- **TASK DESCRIPTION**
Below are entries to return in full. Keep each one exact.

- **Data records**
PR #6150, opened 2025-02-13
Dynamiccontroller filterEvent object type convert error

JiaweiGithub:
**What type of PR is this?**

/kind bug

filterEvent.Object is of runtime.Object type and cannot be forced to *unstructured.Unstructured, causing the MessageFilter method to not work.

Fixes #
https://github.com/kubeedge/kubeedge/issues/6088

```release-note

```


Shelley-BaoYue (commented):
/approve 
/assign @WillardHu @wbc6080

- **SOLUTION FOR THIS PROBLEM**
PR #6150, opened 2025-02-13
Dynamiccontroller filterEvent object type convert error

JiaweiGithub:
**What type of PR is this?**

/kind bug

filterEvent.Object is of runtime.Object type and cannot be forced to *unstructured.Unstructured, causing the MessageFilter method to not work.

Fixes #
https://github.com/kubeedge/kubeedge/issues/6088

```release-note

```


Shelley-BaoYue (commented):
/approve 
/assign @WillardHu @wbc6080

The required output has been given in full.